>>

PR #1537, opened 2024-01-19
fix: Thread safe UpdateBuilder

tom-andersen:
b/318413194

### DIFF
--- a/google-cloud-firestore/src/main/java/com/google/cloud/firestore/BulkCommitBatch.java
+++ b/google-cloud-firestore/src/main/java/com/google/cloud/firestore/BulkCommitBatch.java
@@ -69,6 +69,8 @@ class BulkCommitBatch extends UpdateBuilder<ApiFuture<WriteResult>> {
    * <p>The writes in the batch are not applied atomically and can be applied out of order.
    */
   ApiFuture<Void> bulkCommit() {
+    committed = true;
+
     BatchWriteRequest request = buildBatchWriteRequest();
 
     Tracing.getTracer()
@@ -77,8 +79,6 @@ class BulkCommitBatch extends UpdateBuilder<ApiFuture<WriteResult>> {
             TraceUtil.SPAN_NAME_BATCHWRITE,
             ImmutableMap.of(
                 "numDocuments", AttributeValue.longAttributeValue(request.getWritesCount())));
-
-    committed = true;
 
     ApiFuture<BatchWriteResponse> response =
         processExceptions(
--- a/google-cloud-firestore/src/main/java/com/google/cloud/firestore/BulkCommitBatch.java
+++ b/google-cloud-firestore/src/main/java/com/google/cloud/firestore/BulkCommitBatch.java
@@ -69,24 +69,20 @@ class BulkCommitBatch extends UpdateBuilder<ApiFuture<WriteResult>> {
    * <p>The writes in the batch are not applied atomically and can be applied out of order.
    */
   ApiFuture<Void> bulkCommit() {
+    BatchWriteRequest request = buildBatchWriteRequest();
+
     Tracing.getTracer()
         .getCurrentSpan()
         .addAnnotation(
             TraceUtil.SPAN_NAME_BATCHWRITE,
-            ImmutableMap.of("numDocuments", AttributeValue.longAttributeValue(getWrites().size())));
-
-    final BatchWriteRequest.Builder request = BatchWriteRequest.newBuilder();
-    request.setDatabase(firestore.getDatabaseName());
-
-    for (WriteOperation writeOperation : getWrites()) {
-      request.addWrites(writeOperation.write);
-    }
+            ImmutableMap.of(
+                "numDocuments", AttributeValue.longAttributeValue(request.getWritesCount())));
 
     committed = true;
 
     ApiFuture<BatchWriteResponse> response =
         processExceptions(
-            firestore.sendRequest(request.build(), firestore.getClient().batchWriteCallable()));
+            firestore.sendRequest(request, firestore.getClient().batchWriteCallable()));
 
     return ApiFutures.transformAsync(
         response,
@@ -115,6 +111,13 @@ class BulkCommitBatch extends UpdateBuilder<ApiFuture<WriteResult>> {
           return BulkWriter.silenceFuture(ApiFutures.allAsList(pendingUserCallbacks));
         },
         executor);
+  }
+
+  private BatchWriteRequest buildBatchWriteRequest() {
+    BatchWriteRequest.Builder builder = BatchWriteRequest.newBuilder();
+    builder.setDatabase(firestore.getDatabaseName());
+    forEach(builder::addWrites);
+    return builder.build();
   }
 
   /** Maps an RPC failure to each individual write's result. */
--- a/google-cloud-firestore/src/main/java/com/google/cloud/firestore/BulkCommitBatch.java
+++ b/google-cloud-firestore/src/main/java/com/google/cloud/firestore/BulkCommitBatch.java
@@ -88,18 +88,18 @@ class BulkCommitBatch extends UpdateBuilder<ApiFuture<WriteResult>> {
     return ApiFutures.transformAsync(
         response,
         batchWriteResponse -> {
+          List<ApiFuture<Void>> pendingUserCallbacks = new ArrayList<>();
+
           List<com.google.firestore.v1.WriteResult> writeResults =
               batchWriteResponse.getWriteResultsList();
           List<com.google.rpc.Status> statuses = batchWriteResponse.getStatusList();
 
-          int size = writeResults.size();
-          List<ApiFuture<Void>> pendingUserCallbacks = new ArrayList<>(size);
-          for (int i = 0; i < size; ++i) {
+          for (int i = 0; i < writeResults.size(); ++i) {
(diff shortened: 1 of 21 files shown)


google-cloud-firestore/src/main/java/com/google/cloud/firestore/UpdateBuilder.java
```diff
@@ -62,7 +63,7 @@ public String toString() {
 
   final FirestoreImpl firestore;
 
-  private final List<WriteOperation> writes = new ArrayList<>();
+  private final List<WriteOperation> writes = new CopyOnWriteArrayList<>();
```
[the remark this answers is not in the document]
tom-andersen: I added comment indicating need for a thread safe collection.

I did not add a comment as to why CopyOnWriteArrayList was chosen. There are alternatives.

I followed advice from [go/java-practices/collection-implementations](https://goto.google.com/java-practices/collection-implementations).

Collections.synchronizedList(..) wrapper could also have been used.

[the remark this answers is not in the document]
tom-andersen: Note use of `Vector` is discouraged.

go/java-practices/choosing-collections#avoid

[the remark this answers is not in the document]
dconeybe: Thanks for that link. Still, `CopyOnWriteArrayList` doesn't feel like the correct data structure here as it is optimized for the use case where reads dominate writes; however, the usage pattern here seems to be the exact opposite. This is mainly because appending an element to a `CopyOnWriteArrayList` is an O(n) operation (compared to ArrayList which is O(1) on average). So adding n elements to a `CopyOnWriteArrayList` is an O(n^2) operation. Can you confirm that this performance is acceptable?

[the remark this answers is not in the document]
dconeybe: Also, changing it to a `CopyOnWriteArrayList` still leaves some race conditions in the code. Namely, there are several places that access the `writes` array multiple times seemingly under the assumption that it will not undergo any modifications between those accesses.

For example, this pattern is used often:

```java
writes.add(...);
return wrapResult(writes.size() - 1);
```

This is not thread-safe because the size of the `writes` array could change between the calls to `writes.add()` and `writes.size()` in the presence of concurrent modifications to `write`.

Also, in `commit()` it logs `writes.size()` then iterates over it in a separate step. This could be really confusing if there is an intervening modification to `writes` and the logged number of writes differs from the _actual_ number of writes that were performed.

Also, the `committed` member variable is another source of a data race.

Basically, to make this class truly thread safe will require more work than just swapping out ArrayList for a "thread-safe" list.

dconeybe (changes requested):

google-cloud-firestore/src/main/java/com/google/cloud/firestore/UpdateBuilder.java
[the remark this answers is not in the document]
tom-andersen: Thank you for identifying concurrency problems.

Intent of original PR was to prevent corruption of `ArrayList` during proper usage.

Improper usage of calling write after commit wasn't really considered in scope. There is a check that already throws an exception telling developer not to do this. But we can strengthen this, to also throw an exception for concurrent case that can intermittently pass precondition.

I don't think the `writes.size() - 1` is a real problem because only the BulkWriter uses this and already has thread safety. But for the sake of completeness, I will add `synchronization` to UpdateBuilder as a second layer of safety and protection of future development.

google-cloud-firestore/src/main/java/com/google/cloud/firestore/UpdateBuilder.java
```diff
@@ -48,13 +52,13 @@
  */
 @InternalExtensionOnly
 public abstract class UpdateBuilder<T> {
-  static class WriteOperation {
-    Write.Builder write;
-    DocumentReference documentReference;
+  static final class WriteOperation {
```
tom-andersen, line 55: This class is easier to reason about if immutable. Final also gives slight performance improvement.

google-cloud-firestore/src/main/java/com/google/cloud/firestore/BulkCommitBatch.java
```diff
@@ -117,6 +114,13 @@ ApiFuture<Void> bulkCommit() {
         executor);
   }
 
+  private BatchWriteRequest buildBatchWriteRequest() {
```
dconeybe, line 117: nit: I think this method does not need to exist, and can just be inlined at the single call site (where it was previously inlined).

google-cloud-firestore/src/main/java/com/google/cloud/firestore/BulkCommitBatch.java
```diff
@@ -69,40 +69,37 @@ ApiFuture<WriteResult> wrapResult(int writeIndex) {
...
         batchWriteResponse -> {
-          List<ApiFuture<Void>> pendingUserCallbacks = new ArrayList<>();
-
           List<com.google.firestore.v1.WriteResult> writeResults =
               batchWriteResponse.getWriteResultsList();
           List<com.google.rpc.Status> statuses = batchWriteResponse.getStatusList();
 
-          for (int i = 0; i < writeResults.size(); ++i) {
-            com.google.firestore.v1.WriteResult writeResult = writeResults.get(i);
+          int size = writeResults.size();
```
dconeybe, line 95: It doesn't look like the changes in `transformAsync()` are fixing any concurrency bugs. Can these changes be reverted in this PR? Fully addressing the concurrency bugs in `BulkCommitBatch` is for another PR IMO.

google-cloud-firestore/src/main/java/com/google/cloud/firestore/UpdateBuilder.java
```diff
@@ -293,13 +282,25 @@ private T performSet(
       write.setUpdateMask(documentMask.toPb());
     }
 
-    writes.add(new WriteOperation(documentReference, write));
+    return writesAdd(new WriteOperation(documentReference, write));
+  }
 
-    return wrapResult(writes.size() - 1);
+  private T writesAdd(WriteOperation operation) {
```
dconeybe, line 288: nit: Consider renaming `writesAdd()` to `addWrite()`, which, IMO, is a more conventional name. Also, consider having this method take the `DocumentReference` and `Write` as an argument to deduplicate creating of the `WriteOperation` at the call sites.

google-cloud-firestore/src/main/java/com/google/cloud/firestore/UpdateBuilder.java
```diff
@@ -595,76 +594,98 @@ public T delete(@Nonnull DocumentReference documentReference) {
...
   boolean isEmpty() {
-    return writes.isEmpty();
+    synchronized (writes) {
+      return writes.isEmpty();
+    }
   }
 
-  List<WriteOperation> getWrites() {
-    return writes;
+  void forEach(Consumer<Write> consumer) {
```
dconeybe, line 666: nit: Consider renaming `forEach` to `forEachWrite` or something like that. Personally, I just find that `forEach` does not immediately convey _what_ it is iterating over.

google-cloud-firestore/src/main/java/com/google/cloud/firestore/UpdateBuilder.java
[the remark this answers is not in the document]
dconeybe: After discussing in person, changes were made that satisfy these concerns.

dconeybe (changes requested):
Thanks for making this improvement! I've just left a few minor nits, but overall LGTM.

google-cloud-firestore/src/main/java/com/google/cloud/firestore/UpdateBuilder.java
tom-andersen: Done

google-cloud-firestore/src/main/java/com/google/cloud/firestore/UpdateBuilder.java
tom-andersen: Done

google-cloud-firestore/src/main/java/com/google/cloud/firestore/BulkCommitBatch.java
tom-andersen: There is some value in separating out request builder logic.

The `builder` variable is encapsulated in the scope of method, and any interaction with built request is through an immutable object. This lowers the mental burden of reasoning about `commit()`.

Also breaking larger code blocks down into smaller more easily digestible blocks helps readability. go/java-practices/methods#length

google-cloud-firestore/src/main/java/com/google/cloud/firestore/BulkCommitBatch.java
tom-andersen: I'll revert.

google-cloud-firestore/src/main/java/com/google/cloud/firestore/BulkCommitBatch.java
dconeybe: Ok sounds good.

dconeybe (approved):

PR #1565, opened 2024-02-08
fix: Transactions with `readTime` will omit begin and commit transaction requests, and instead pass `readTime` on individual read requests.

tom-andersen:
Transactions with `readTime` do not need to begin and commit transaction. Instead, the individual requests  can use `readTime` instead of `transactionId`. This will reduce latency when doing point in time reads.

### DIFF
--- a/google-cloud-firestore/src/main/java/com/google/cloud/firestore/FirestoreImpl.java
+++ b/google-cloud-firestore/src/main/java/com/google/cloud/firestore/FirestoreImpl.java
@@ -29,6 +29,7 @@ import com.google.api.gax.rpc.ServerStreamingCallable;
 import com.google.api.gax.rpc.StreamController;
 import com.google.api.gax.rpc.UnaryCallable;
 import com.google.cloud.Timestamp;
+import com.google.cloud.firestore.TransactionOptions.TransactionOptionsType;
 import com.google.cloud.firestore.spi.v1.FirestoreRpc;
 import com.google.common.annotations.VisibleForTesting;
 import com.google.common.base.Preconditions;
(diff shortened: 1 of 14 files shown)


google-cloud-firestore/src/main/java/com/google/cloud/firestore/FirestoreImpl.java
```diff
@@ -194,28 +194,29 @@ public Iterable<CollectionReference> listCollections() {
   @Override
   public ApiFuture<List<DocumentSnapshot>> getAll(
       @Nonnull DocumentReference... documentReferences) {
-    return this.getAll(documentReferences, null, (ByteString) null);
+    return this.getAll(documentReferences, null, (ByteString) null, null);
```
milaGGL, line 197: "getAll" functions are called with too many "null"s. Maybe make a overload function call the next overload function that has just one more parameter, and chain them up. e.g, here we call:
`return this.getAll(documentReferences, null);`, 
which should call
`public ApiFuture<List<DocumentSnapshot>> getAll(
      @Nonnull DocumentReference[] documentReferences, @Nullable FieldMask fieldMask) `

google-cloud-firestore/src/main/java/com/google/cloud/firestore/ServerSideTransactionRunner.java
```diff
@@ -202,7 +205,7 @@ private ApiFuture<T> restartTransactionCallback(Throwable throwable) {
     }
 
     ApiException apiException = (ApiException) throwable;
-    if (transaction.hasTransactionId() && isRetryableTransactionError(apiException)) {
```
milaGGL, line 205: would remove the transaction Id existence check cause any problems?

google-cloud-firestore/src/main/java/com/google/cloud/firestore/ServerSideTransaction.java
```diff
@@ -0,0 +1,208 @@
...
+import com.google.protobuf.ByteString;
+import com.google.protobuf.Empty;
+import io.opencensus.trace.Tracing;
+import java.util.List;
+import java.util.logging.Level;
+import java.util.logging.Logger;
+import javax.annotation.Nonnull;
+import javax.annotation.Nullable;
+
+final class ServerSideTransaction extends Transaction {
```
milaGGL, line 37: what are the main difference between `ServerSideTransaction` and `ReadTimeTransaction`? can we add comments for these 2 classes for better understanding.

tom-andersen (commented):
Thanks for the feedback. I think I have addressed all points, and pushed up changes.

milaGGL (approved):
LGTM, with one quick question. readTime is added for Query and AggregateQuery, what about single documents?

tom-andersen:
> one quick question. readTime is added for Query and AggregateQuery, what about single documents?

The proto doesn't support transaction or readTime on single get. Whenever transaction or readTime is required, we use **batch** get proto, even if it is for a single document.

<<

# Task instructions
Starting at the line above that contains "dconeybe: Also, changing", repeat each line exactly up to and including the line that contains "This is not", and stop there.

# Response box
dconeybe: Also, changing it to a `CopyOnWriteArrayList` still leaves some race conditions in the code. Namely, there are several places that access the `writes` array multiple times seemingly under the assumption that it will not undergo any modifications between those accesses.

For example, this pattern is used often:

```java
writes.add(...);
return wrapResult(writes.size() - 1);
```

This is not thread-safe because the size of the `writes` array could change between the calls to `writes.add()` and `writes.size()` in the presence of concurrent modifications to `write`.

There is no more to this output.